Collected data

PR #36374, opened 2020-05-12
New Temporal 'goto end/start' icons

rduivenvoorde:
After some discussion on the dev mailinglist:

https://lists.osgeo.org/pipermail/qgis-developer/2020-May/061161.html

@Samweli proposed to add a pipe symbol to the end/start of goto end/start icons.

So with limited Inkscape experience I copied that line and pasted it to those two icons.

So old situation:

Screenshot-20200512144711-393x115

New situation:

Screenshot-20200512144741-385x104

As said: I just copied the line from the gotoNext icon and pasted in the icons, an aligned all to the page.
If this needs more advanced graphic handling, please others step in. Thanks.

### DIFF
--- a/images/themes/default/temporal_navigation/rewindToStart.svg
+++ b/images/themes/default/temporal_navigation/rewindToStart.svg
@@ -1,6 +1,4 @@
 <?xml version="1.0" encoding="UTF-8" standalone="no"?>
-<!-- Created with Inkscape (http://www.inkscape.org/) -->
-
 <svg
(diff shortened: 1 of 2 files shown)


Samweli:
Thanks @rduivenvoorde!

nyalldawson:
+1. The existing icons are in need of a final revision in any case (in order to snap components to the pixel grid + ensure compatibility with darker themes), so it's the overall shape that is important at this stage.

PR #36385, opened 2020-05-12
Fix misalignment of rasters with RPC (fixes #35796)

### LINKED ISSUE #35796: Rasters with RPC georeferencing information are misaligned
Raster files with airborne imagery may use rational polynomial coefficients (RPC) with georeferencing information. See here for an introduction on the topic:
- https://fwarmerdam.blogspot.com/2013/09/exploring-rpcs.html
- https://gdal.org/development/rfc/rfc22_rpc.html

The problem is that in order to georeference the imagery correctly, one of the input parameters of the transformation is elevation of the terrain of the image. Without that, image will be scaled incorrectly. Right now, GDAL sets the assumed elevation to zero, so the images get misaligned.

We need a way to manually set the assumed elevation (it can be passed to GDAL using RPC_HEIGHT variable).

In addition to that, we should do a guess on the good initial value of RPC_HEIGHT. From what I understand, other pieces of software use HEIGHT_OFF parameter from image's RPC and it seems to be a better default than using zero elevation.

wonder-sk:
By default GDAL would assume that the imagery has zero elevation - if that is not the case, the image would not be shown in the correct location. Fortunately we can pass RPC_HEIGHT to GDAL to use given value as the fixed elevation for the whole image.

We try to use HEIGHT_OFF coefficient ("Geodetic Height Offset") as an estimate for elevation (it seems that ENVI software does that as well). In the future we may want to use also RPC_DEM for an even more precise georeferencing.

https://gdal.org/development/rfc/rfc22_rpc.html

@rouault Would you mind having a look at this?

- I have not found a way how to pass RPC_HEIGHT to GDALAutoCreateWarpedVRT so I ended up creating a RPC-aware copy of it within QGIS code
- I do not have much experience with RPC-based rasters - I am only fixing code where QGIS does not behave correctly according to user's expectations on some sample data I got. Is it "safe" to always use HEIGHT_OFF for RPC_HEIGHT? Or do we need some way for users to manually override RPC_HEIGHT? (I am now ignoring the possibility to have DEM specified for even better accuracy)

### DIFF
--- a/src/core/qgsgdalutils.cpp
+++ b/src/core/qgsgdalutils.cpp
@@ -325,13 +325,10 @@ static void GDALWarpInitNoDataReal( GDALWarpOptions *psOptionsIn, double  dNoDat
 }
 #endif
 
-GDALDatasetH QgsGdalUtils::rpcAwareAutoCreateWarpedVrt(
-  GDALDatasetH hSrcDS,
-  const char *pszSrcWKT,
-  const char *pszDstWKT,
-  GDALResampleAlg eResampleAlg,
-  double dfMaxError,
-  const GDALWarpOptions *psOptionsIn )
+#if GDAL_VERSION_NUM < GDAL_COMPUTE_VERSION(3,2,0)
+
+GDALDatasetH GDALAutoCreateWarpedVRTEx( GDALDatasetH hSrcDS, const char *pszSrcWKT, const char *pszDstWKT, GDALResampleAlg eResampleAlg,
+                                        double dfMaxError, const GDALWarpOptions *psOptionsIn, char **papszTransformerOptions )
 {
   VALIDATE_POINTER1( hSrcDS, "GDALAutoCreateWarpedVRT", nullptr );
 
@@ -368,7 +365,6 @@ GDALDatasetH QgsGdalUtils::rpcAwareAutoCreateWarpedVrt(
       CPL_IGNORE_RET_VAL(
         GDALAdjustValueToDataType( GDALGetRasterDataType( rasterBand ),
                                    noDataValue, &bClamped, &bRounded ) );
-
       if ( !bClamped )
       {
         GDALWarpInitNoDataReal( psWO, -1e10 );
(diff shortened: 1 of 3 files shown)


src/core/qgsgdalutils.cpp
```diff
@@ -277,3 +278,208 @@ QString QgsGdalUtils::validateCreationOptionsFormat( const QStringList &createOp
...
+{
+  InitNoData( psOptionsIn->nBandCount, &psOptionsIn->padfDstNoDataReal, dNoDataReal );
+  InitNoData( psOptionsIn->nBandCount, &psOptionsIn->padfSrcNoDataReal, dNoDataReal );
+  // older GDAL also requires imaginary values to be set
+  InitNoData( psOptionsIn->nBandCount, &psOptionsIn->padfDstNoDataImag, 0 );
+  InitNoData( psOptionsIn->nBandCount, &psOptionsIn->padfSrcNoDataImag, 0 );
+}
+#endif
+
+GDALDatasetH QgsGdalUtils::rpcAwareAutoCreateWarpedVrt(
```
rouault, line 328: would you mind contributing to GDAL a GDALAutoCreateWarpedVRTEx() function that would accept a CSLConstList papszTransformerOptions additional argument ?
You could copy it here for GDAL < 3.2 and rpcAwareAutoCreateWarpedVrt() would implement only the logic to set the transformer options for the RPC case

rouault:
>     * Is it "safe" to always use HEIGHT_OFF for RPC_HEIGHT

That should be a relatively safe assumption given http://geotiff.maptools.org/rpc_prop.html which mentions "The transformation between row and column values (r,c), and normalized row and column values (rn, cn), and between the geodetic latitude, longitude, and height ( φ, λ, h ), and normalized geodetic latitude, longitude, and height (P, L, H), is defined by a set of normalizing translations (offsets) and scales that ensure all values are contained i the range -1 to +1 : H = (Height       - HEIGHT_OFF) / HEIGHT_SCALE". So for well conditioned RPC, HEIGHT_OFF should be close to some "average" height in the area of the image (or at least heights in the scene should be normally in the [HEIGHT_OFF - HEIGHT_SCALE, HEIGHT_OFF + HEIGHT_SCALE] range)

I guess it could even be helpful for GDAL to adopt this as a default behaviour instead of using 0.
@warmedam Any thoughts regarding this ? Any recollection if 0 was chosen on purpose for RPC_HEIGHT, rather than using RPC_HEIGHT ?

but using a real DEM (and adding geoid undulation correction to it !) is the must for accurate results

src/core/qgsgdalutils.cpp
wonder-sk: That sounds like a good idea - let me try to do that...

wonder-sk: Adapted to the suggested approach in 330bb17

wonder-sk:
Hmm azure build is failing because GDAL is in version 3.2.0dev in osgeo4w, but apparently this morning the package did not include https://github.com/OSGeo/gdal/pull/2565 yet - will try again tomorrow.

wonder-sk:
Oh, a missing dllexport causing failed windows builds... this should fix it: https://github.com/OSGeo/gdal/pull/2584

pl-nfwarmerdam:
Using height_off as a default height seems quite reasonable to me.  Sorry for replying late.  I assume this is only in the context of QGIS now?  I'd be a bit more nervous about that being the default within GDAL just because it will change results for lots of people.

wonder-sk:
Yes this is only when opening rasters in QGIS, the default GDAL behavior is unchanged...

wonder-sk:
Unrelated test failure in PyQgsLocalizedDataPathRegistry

* _Your task_
All that is needed is the opening run of the data, given again exactly: please include every line from the first through the line with "In addition to", both ends kept.

* _Response area_
PR #36374, opened 2020-05-12
New Temporal 'goto end/start' icons

rduivenvoorde:
After some discussion on the dev mailinglist:

https://lists.osgeo.org/pipermail/qgis-developer/2020-May/061161.html

@Samweli proposed to add a pipe symbol to the end/start of goto end/start icons.

So with limited Inkscape experience I copied that line and pasted it to those two icons.

So old situation:

Screenshot-20200512144711-393x115

New situation:

Screenshot-20200512144741-385x104

As said: I just copied the line from the gotoNext icon and pasted in the icons, an aligned all to the page.
If this needs more advanced graphic handling, please others step in. Thanks.

### DIFF
--- a/images/themes/default/temporal_navigation/rewindToStart.svg
+++ b/images/themes/default/temporal_navigation/rewindToStart.svg
@@ -1,6 +1,4 @@
 <?xml version="1.0" encoding="UTF-8" standalone="no"?>
-<!-- Created with Inkscape (http://www.inkscape.org/) -->
-
 <svg
(diff shortened: 1 of 2 files shown)


Samweli:
Thanks @rduivenvoorde!

nyalldawson:
+1. The existing icons are in need of a final revision in any case (in order to snap components to the pixel grid + ensure compatibility with darker themes), so it's the overall shape that is important at this stage.

PR #36385, opened 2020-05-12
Fix misalignment of rasters with RPC (fixes #35796)

### LINKED ISSUE #35796: Rasters with RPC georeferencing information are misaligned
Raster files with airborne imagery may use rational polynomial coefficients (RPC) with georeferencing information. See here for an introduction on the topic:
- https://fwarmerdam.blogspot.com/2013/09/exploring-rpcs.html
- https://gdal.org/development/rfc/rfc22_rpc.html

The problem is that in order to georeference the imagery correctly, one of the input parameters of the transformation is elevation of the terrain of the image. Without that, image will be scaled incorrectly. Right now, GDAL sets the assumed elevation to zero, so the images get misaligned.

We need a way to manually set the assumed elevation (it can be passed to GDAL using RPC_HEIGHT variable).

In addition to that, we should do a guess on the good initial value of RPC_HEIGHT. From what I understand, other pieces of software use HEIGHT_OFF parameter from image's RPC and it seems to be a better default than using zero elevation.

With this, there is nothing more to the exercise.